A tutorial for ‘Advancing ecosystem carbon flux research’#
This book helps to explore tools and datasets, that are useful for researchers working topics ranging from processes in the carbon cycle to machine learning tools and remote sensing. This book will be tested within the “Advancing ecosystem carbon flux research” at the Lorentz Center between 14 - 18 October 2024 and be used to inform the discussion on research priorities for the terrestrial carbon cycle and technical developments for research in the next decade.
The aim is for the concepts covered during the workshop to open the discussion on openess and reproducibility with the community and to introduce researchers to some useful tools and concepts that can be transfered to their research. A longer overview of the material and sections covered in the workshop can be found here.
Working with modern (cloud) data formats#
Currently, many datasets, such as FLUXNET are stored in CSV or netcdf/hdf5 formats, which need to be downloaded by the user from a database requiring an account. This process can be quite time consuming and make it difficult to replicate research if the version, variables used etc are not adequately documented. Additionally, geospatial datasets in general are becoming increasingly large and complex and as a result, downloading data has become increasingly impractical. Cloud-optimized geospatial formats present an alternative to downloading data, that is more efficient, flexible and scalable. Additionally, it allows the user to more easily download subsets of data, rather than the entire dataset.
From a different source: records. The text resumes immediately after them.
PR #1141, opened 2022-03-10
ci: Change stale GitHub workflow to run once a day

kamilogorek:
Running it 32 times a day is a waste of resources and unnecessarily pollutes the actions list.


AbhiPrasad (approved):
🚀

PR #1147, opened 2022-03-15
ref: Rework find_matching_rev tests to not use our real repo history

kamilogorek:
This change allows us to remove `fetch-depth` from the CI, as the tests are now fully isolated.

### DIFF
--- a/src/utils/vcs.rs
+++ b/src/utils/vcs.rs
@@ -587,10 +587,22 @@ use {
 
 #[test]
 fn test_find_matching_rev_with_lightweight_tag() {
+    let dir = tempdir().expect("Failed to generate temp dir.");
+    git_initialize_repo(dir.path());
+
+    git_create_commit(
+        dir.path(),
+        "foo.js",
+        b"console.log(\"Hello, world!\");",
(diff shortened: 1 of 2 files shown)


src/utils/vcs.rs
```diff
@@ -587,10 +587,22 @@ use {
 
 #[test]
 fn test_find_matching_rev_with_lightweight_tag() {
+    let dir = tempdir().expect("Failed to generate temp dir.");
+    git_initialize_repo(dir.path());
+
+    git_create_commit(
+        dir.path(),
+        "foo.js",
+        b"console.log(\"Hello, world!\");",
```
NisanthanNanthakumar, line 596: @kamilogorek why is this a bytestring?

NisanthanNanthakumar: oh I saw further down that it's just any content.

NisanthanNanthakumar (approved):

src/utils/vcs.rs
kamilogorek: I copied it from your tests 😄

An overwiew of the common formats and the advantages of cloud-optimised formats can be found here
Zarr#
One common and increasingly popular cloud-optimised format is Zarr, which is community-maintained and designed for large datasets. With cloud-hosted data becoming easier and more common, Zarr was created out of the need for scientific data formats to be optimised for object storage rather than file-based storage. Therefore, Zarr has specific features that make it optimised for the cloud, not found in file formats like netCDF. Although Zarr has many advantages but it important to firstly consider the application, as its use may not always be ideal, such as in block-storage filesystems like HPCs. More information on the differences can be found here and how to choose between the NetCDF and Zarr here.
Why use Zarr#
In many cases, there are several advantages to using Zarr:
Parallel computing: Zarr’s flexible indexing and compatibility with object storage lends itself to parallel processing. It provides a clean library for accessing the internals of binary files and also makes those internals themselves simple and transparent. Each n-dimensional chunk of data is given a name and placed in a separate file making it accessible without the need for a library. Zarr also integrates with popular parallel computing libraries, like dask.
Chunked and compressed storage: Data is stored into manageable chunks and supports compression algorithms. This approach allows for random access to subsets of the data and makes handling Zarr data less memory intensive and faster.
FAIR and accessible data: Though the bytes need decoding, a fair amount of the general structure needs no interpretation. Additionally, Zarr stores metadata alongside the data, which enhances organisation and facilitates reproducibility in scientific workflows.
More information on the benefits and uses of Zarr can be found in this blog.